## Directions for this task
All lines that hold the string "such" should be copied. Find them in the listing below.

[Opening Task material section]

Issue #1943, opened 2021-02-02
valarray suport


cesarep:

cesarep:
After a couple tries i managed to successfully interface valarrays with Python without vectors:
```
%typemap(out) valarray<double>{
  $result = PyList_New($1.size());
  for (size_t i = 0; i < $1.size(); i++) {
    PyObject *o = PyFloat_FromDouble((double) $1[i]);
    PyList_SetItem($result, i, o);
  }
}

%typecheck(SWIG_TYPECHECK_DOUBLE_ARRAY) valarray<double> {
  $1 = PySequence_Check($input) ? 1 : 0;
}

%typemap(in) valarray<double> (valarray<double> temp){
  if (!PySequence_Check($input)) {
    PyErr_SetString(PyExc_TypeError, "Expecting a sequence");
    SWIG_fail;
  }
  size_t l = PySequence_Length($input);
  temp.resize(l);
  for (size_t i = 0; i < l; i++) {
    PyObject *o = PySequence_GetItem($input, i);
    if (PyNumber_Check(o)) {
      temp[i] = (double) PyFloat_AsDouble(o);
    } else {
      PyErr_SetString(PyExc_ValueError, "Sequence elements must be numbers");      
      SWIG_fail;
    }
  }
  $1 = temp;
}
```
Though i'm not sure about performance nor any other factors.

wsfulton:
A patch with a new std_valarray.i and test-suite test to test it is welcome for future releases.

PR #2591, opened 2023-05-16
Specifying __cplusplus

smihaila:
`Source/Modules/main.cxx` updates:
1. Added `STRINGIFY_1()` & `STRINGIFY()` macros,
2. Used `STRINGIFY()` macro in two places, for `Preprocessor_define((DOH *) "__cplusplus " STRINGIFY(__cplusplus), 0)`. 

This makes the SWIG's built-in pre-processor expand / translate the value of the `__cplusplus` pre-processor symbol to the expected (long) integer numeric value, as set by the C++ compiler tool-chain that is used in conjunction with `swig.exe -c++` option. For example:
- `199711L` (C++98 compiler conformance level)
- `201402L` (C++14 compiler conformance level)
- `201703L` (C++17 compiler conformance level)
- `202002L` (C++20 compiler conformance level)

Without this change, the value of `__cplusplus` pre-processor symbol is set to ... its name, that is, exactly `__cplusplus`.
Any C++ logic conditional on either `#ifdef __cplusplus` or `#if defined (__cplusplus)`, succeeds without this change, but C++ logic that is conditional on specific _numeric ranges_ i.e via `#if (__cplusplus >= 202002L)` will pose problems.

### DIFF
--- a/Source/Modules/main.cxx
+++ b/Source/Modules/main.cxx
@@ -53,6 +53,12 @@ extern "C" {
  */
 #define EXTRA_WARNINGS "309,403,405,512,321,322"
 
+/* Indirect stringification. Doing two levels allows the argument to be a macro itself.
+ * Example: STRINGIFY(MY_INT_VAL) expands to "10", when we have #define MY_INT_VAL 10
+ */
+#define STRINGIFY_1(x, ...) #x
+#define STRINGIFY(x, ...) STRINGIFY_1(x)
+
 extern "C" {
   extern String *ModuleName;
   extern int ignore_nested_classes;
@@ -498,7 +504,7 @@ static void getoptions(int argc, char *argv[]) {
 	Swig_mark_arg(i);
       } else if (strcmp(argv[i], "-c++") == 0) {
 	CPlusPlus = 1;
-	Preprocessor_define((DOH *) "__cplusplus __cplusplus", 0);
+	Preprocessor_define((DOH *) "__cplusplus " STRINGIFY(__cplusplus), 0);
 	Swig_cparse_cplusplus(1);
 	Swig_mark_arg(i);
       } else if (strcmp(argv[i], "-c++out") == 0) {
@@ -957,7 +963,7 @@ int SWIG_main(int argc, char *argv[], const TargetLanguageModule *tlm) {
 
   // Define the __cplusplus symbol
   if (CPlusPlus)
-    Preprocessor_define((DOH *) "__cplusplus __cplusplus", 0);
+    Preprocessor_define((DOH *) "__cplusplus " STRINGIFY(__cplusplus), 0);
 
   // Parse language dependent options
   lang->main(argc, argv);


ojwb:
This makes SWIG define `__cplusplus` to the value defined by the compiler used to build SWIG, which is pretty much arbitrary since SWIG still aims to be buildable with a C++98 compiler.  It also works against reproducibility - if you rebuild SWIG with a newer C++ compiler (or different options) it should behave the same way.

The question of what SWIG should set for the value of `__cplusplus` seems a reasonable one to raise, but this PR is not the right answer.

For a C++ compiler, this value reflects the language standard which that compiler supports.  SWIG strictly speaking doesn't support all C++98 features (e.g. `valarray` (#1943) was the first I found in a quick trawl of the bug list) but the value for C++98 might be a more helpful default (since SWIG is pretty close to full C++98 support).  Support for C++11 and later has more significant gaps, so defining a higher value by default seems more misleading.

It would be useful for users to be able to control the value of `__cplusplus` if header(s) being wrapped test its value and the newer C++ features they're trying to test for are actually supported by SWIG.

The simple way to do that currently is just to redefine `__cplusplus` before parsing the header(s) to wrap, e.g.

```
// Set __cplusplus to the value for C++17 for foo.h
#undef __cplusplus
#define __cplusplus 201703L
%include "foo.h"
```

It might also be useful to support a `-std=c++NN` command line option (which would just control what `__cplusplus` gets set to rather than actually trying to enable and disable support for features), though having as much as possible in the interface file seems cleaner to me.

Related, SWIG should also predefine the appropriate [feature test macros](https://en.cppreference.com/w/cpp/utility/feature_test). Looking at the list, most are for C++17 and later (I only see one C++14 one) so there probably aren't many we support yet, but e.g. we now support the spaceship operator so should predefine ` __cpp_lib_three_way_comparison`.

smihaila:
Hi,

Yup, I was aware of the `#undef __cplusplus` + `#define __cplusplus 202002L` trick, but I've personally found it cumbersome to use, as one would have to do that before any new `%include` directive, or having to dedicate a .i file which **all** the other .i files **must** include. So, the opportunities for inconsistent values for a pre-processor symbol as essential as `__cplusplus`, can manifest :-(.

Introducing a new `-std=c++NN` option would be the Cadillac solution to this problem.
In the meantime, simply having that symbol set to be literally `__cplusplus` is equally bad - does not solve anything, other then responding as expected to a `#ifdef` / `#if defined (...)`.

It feels so unfortunate that `SWIG` cannot meet my project's expectations, and I get a lot of "friction" with some C++ code base that is heavy into patterns like this:
```c++
class Foo
{
public:
[... some other declarations that are not pre-proc conditioned ...]

#if (__cplusplus < 202002L)
  /** @nodoc Starting from C++20, not required anymore */
  bool operator!=(Foo* pObj) const { return !operator==(pObj); }
  bool operator!=(const Foo& obj) const { return !operator==(obj); }
#else  // C++20
  bool operator==(const Foo& rhs) const { return operator==(static_cast<Foo*>(rhs)); }
#endif
```

Thank you for reviewing this PR.

ojwb:
Your particular example seems to work as-is - `__cplusplus` will get expanded to itself, then treated as `0` by preprocessor expression evaluation, so we take the pre-C++20 path and SWIG sees both operators, which is probably what you want here since I think SWIG doesn't support that part of C++20 yet.

Put your snippet in `test.i` and then `swig -c++ -python -E test.i` output ends:

```
%includefile(maininput="test.i") "test.i" %beginfile
class Foo
{
public:
[... some other declarations that are not pre-proc conditioned ...]


  /** @nodoc Starting from C++20, not required anymore */
  bool operator!=(Foo* pObj) const { return !operator==(pObj); }
  bool operator!=(const Foo& obj) const { return !operator==(obj); }



%endoffile
```

But as I said above, changing `__cplusplus` to be pre-defined to `199711L` seems reasonable.  Defining it in SWIG based on what the compiler used to build SWIG defined it as just isn't though.

smihaila:
Unfortunately, the sample C++ code shown above, which is in case is in the context of a `C++` to `C#` SWIG-ing workflow, will trigger compiler errors with the generated `<SwigInterfaceName>Cs_wrap.h` wrapper/glue code. That's because that auto-generated .h file will then be compiled by msvc++ 2022 edition, which in our project will have the `/std:c++20` explicitly set.

So, the outcome will be this:
- SWIG  will see the two non-equality operators, and generate the `<SwigInterfaceName>`Cs_wrap.h code accordingly,
- But then when the actual compile time comes, via a standard C++ compiler toolchain that enabled C++20 dialect, then those two non-equality operator will not actually be seen in the `Foo` class declaration.

The only two workarounds that I could foresee for this lack-of-consistency problem are:
1. Add 2 x `%ignore` SWIG directives, to explicitly ignore those 2 operator methods from the to-be-swigged C++ class,
or
2. Do the `#undefine __cplusplus` + `#define __cplusplus whateverValue` trick.

And I happen to dislike both of those 2 possible mitigations.
I think I'll probably let this change in our own private code, and possibly with a `swig_vs2022.exe` special file naming for the SWIG resulting build artifacts, so that we can make it SWIG and produce the `<SwigInterfaceName>Cs_wrap.h` files the way we want.

Thanks again.

wsfulton:
As more and more code handles different c++ standards by using the `__cplusplus` macro I think this problem will be more common in the future, so let's find a good solution. 

I also think we should not use the `-std` family of options as I can't see us properly supporting these exact standard values fully. I agree with @ojwb's reasoning in this regard as well as we need to meet a need to modify the value of `__cplusplus` when parsing header files. In addition to the #undef and then redefine trick shown, I propose we support the equivalent gcc/clang command line options to do this, that is `-U`, see https://gcc.gnu.org/onlinedocs/gcc/Preprocessor-Options.html. You can wreak havoc with your c++ compiler using:
```
g++ -U__cplusplus -D__cplusplus=209912L ...
```
We can provide the same mad ability for SWIG! The `-U` option suppresses the 'redefined' warning that would have been emitted by gcc:
```
<command-line>: warning: "__cplusplus" redefined
<built-in>: note: this is the location of the previous definition
```
If we implement `-U` we can then get it to suppress SWIG equivalent error:
```
:1: Error: Macro '__cplusplus' redefined,
:1: Error: previous definition of '__cplusplus'.
```
Won't be hard to implement either, just call Preprocessor_undef() in the implementation.

smihaila:
Yes, a new `-U<preprocSymbolNameToUndefine>` would be an excellent idea, and very simple to implement.
Using the `-D__cplusplus=someUnsignedLongValue` was the very first thing I tried to get my SWIG <=> standard C++ compiler toolchain interoperability issue fixed (albeit with disappointing result).

Another aspect to add: In the grand scheme of things, tampering with a critical pre-processor symbol such as `__cplusplus` i.e. considering it a mutable "property", is conceptually wrong. It should be considered a read-only "property" in the context of a compiler toolchain. But hey, since SWIG is not technically considered integral part of a standard compiler toolchain, it is probably okay to violate such conceptual rule.

Thank you all for your time.

We can close this PR, unless more people would like to chime in here with more ideas and comments.

ojwb:
> As more and more code handles different c++ standards by using the `__cplusplus` macro

I'd hope more and more code will use the `__cpp_`-prefixed feature test macros instead, since those are much more granular and so should be more accurate than assuming what's supported based on a single version (it's very common for compilers to support parts of newer standards, and there are also cases where `__cplusplus` reports a standard that the compiler doesn't support every last part of - in both cases the `__cpp_`-prefixed macros can accurately tell you what's supported).

While implementing `-U` is easy and probably has other uses, I wonder if for `__cplusplus` we should actually make our default defining condition on it not already being defined, so you could just use `swig -D__cplusplus=...` to specify the value.

ojwb:
I just had a go at implementing `-U`.  It is easy, except there's a wrinkle in that many of the predefined macros aren't set up until after the option processing loop.  So `-U` works on these:

* `SWIG`
* `__STDC__`
* `SWIG_VERSION`
* Anything you manually defined with `-D` earlier on the command line

However it doesn't work on other pre-defined macros, such as:

* `__cplusplus`
* `SWIGPYTHON` etc

That could be fixed (e.g. store a list of the `-D` and `-U` options and apply them after all predefined macros are handled) but it seems like quite a lot of complexity to handle a case that nobody reasonable would use.

It seems to me that the only valid use cases for `-U` are to undefine `__cplusplus` so you can manually specify its value, and undefining something manually defined with `-D` (which can be useful e.g. if you are using SWIG for multiple target languages and have standard SWIG command line options to use including `-DFOO` which you want to override for a particular target language by not defining `FOO`).

The `__cplusplus` case seems better handled if our default defining of it is skipped if it's set manually, so you only need to `-D__cplusplus=...`.  If we do that, we could just say that using `-U` on predefined macros isn't supported at all, and move the few that are predefined before option parsing to just after, so that the result of `-U` and/or `-D` on a predefined macro is consistent.

ojwb:
> That could be fixed (e.g. store a list of the `-D` and `-U` options and apply them after all predefined macros are handled) but it seems like quite a lot of complexity to handle a case that nobody reasonable would use.

I should probably have noted why the more obvious solution of moving the predefined macros to all get set before option parsing doesn't work - it's that a number of them are set conditional on command line options (e.g. `-c++` -> `__cplusplus`, `-python` -> `SWIGPYTHON`).

I've created #2594 which addresses the original situation (you can now specify `-D__cplusplus=202002L`) and also implements `-U`, as well as cleaning up various other things I noticed along the way.

By default SWIG now defines `__cplusplus` to the value for C++98 rather than literally `__cplusplus`.

(Also, `__STDC__` is now defined to `1` rather than an empty value as that's what compilers do.)

wsfulton:
Hi @ojwb, regarding;

> While implementing -U is easy and probably has other uses, I wonder if for __cplusplus we should actually make our default defining condition on it not already being defined, so you could just use swig -D__cplusplus=... to specify the value.

gcc requires predefined macros to be undefined with `-U` before redefining them. I think it important SWIG copies this behaviour for consistency. This will also add consistency to the equivalent code in a .i file:
```swig
#undef __cplusplus

#define __cplusplus 202002L
```
It also provides consistency mixing command line and code to define and redefine macros, such as using -U on the command line and only a `#define` in an interface file. 

It also ensures, this macro define/redefine in a  `%inline` also matches gcc behaviour as the code in %inline gets parsed by both SWIG and C++ compiler.

wsfulton:
I wonder if we should also mirror gcc's handling for redefined macros, gcc issues a warning and SWIG stops with an error. Generally, SWiG issues a warning instead of an error, so SWIG's approach at the moment is a bit od.
```swig
%inline %{
// inconsistent warning/error between gcc and SWIG
#define ABC 1
#define ABC 2
%}
```

ojwb:
> gcc requires predefined macros to be undefined with -U before redefining them.

It doesn't seem to be required to do so, you just get a warning:

```
$ echo __cplusplus|g++ -D__cplusplus=1 -xc++ -E -
# 0 "<stdin>"
# 0 "<built-in>"
# 0 "<command-line>"
<command-line>: warning: "__cplusplus" redefined
<built-in>: note: this is the location of the previous definition
# 1 "/usr/include/stdc-predef.h" 1 3 4
# 0 "<command-line>" 2
# 1 "<stdin>"
1
```

I see your "like a compiler" argument, but by that argument we should support `-std=c++20` to set `__cplusplus` (which you didn't seem keen to do).  Without that it just seems needlessly annoying to have to use `-U__cplusplus -D__cplusplus=202002L` when that's the only way to control the value `__cplusplus` from the command line.  If we make the redefinition error a warning, you can skip the `-U`, but only if you're happy to have a warning which doesn't really help.

It's already a bit annoying to have to remember the numeric YYYYMM value corresponding to the standard version you want, so maybe we should just implement `-std=c++NN`, but clearly document that all it does is set `__cplusplus` to the corresponding value.  Maybe it should also imply `-c++`, though it seems to not imply `-xc++` for GCC and clang (GCC seems to quietly ignore it without `-c++`; clang emits `error: invalid argument '-std=c++11' not allowed with 'C'`).

We could similarly set `__STDC_VERSION__` based on `-std=cNN` (for NN >= 99; it shouldn't be defined for C89/90).  https://codesearch.debian.net/search?q=__STDC_VERSION__&literal=1 shows checks in headers based on the value of that.

wsfulton:
Thanks for implementing this @ojwb. Just one thing missing, could you add the option to the output of `swig -help`, so add the new options into main.cxx and SWIG.html, thanks. A little section in the docs on exactly what `-std=` does in SWIG is needed and how to change the value of `__cplusplus` from one that is not set by the standard ones (-std=c++98, -std=c++11 etc) might be useful.

wsfulton:
Strange that this re-opened pull request does not appear under the swig-4.2 milestone.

[Closing Task material section]

## Answer to the exercise
Another aspect to add: In the grand scheme of things, tampering with a critical pre-processor symbol such as `__cplusplus` i.e. considering it a mutable "property", is conceptually wrong. It should be considered a read-only "property" in the context of a compiler toolchain. But hey, since SWIG is not technically considered integral part of a standard compiler toolchain, it is probably okay to violate such conceptual rule.
However it doesn't work on other pre-defined macros, such as:
It also provides consistency mixing command line and code to define and redefine macros, such as using -U on the command line and only a `#define` in an interface file. 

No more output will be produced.